Hi, I believe RProp implementation is slightly incorrect (according to https://www.cs.cmu.edu/~bhiksha/courses/deeplearning/Fall.2016/pdfs/Rprop.pdf).

here is an example on a quadratic function f(x) = x^2

param = torch.tensor(2., requires_grad=True)
opt = torch.optim.Rprop([param], 1)
last_param = param.clone()
loss = param**2
print(f'param = {round((last_param).item(), 3)}, loss = {round(loss.item(), 3)}')
for i in range(10):
    opt.zero_grad()
    loss.backward()
    opt.step()
    loss = param**2
    update = round((param-last_param).item(), 3)
    last_param = param.clone()
    print(f'param = {round((last_param).item(), 3)}, loss = {round(loss.item(), 3)}, grad = {round(param.grad.item(), 3)}, {update = }')

those are the first six output lines:

param = 2.0, loss = 4.0
param = 1.0, loss = 1.0, grad = 4.0, update = -1.0
param = -0.2, loss = 0.04, grad = 2.0, update = -1.2
param = -0.2, loss = 0.04, grad = -0.4, update = 0.0
param = 0.4, loss = 0.16, grad = -0.4, update = 0.6
param = 0.4, loss = 0.16, grad = 0.8, update = 0.0

notice the last line. When the derivative changes, Rprop is supposed to perform a ‘backtracking’ weight-step.
If the partial derivative changes sign, i.e. the previous step was too large and the minimum was missed, the previous weight-update is reverted. Due to that 'backtracking' weight-step, the derivative is supposed to change its sign once again in the following step.

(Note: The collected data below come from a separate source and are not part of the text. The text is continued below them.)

PR #1239, opened 2019-10-04
Updating the Vue integration guide

tylerkelly13:
- Added Quick start guide
- Updated Tech reference content and formatting to improve consistence between the integration docs


_includes/integrations/vue-tech-ref.md
```diff
@@ -0,0 +1,367 @@
...
+
+#### `cloud-channel`
+
+**Default value:** `5`
+
+**Possible values:**  `5-stable`, `5-testing`, `5-dev`
+
+Changes the TinyMCE build used for the editor to one of the following cloud channels:
+
+- `5`, `5-stable` (**Default**): The current enterprise release of TinyMCE.
```
lnewson: Do we need default mentioned here again, given we have it above?

tylerkelly13: I'd like to leave it that way to reduce confusion

_includes/integrations/vue-tech-ref.md
```diff
@@ -0,0 +1,367 @@
...
+    * For bundle loader users (such as `webpack`, `rollup`, or `browserify`):
+
+        ```js
+        // es modules
+        import Editor from '@tinymce/tinymce-vue';
+        // commonjs require
+        // NOTE: default needed after require
+        var Editor = require('@tinymce/tinymce-vue').default;
+        ```
+    * To load `tinymce-vue` in a javascript file:
```
SimonFc: "html file"?

_includes/integrations/vue-tech-ref.md
```diff
@@ -0,0 +1,367 @@
...
+
+### Event binding
+
+Functions can be bound to editor events, such as:
+
+```html
+<editor @onSelectionChange="handlerFunction"></editor>
+```
+
+Where the `handlerFunction` is triggered with the event and returns an object containing two properties:
```
SimonFc: Same as in the tinymce-angular PR - maybe "and is called with two arguments" or something similar instead of "and returns an object containing two properties". Because it is `(e, editor) => void`, right?

_includes/integrations/vue-tech-ref.md
```diff
@@ -0,0 +1,367 @@
...
+- [Configuring the editor](#configuringtheeditor)
+
+    - [`api-key`](#api-key)
+    - [`cloud-channel`](#cloud-channel)
+    - [`disabled`](#disabled)
+    - [`id`](#id)
+    - [`init`](#init)
+    - [`initial-value`](#initial-value)
+    - [`inline`](#inline)
+    - [`modelEvents`](#modelevents)
```
SimonFc: `model-events`? Same in that section

_includes/integrations/vue-tech-ref.md
tylerkelly13: updated

_includes/integrations/vue-tech-ref.md
tylerkelly13: updated

_includes/integrations/vue-tech-ref.md
tylerkelly13: updated all instances of `modelEvents` to `model-events`

PR #1276, opened 2019-11-04
add sidebar issue to known issues for 5.1

tylerkelly13:


_includes/release-notes/51known-issues.md
```diff
@@ -28,4 +28,29 @@ To workaround this issue, users can either:
...
+#### Issue
+
+> **Note**: This issue affects the [Comments plugin]({{site.baseurl}}/plugins/comments/).
+
+When opening sidebars on small screens (such as mobile phones), the sidebar may occupy most or all of the text area of the editor.
+
+#### Workaround
+For the comments plugin, the comments sidebar can be collapsed using the `showcomments` toolbar button (![comment.svg]({{ site.baseurl }}/images/icons/comment.svg)).
+
+For other plugins with sidebars, no workaround exists. {{site.companyname}} recommends setting the `plugins` for `mobile` to exclude plugins with sidebars:
```
lnewson: Other plugins that use sidebars should be able to use the same workaround as comments, as when you register a sidebar TinyMCE will register a toolbar button with the same name. So the users would just need to make sure they include the toolbar button in their toolbar config.

tylerkelly13: updated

However pytorch doesn’t perform a backtracking step and instead doesn’t perform a step at all with that weight.

Update -1.2 moved parameter from 1 to -0.2, which changes the sign of the gradient to minus. Rprop is supposed to undo that update and move back to 1, while multiplying the update by n-. The adaption is disabled because that changes sign of the gradient back to plus. So the next update will be -0.6, which will move param to 0.4. However pytorch doesn’t perform the backtracking step, and keeps parameter at -0.2.

Here is what I believe it should look like

param = 2.0, loss = 4.0
param = 1.0, loss = 1.0, grad = 4.0, update = -1.0
param = -0.2, loss = 0.04, grad = 2.0, update = -1.2
param = 1.0, loss = 1.0, grad = -0.4, update = 1.2
param = 0.4, loss = 0.16, grad = 2.0, update = -0.6
param = -0.32, loss = 0.102, grad = 0.8, update = -0.72

soulitzer · January 5, 2025, 9:58pm

Good observation, its actually using a different variant of rprop that doesn’t do the backtracking.

http://www.neuro.nigmatec.ru/materials/themeid_18/igel00improving.pdf

Maybe its worth mentioning this on the docs.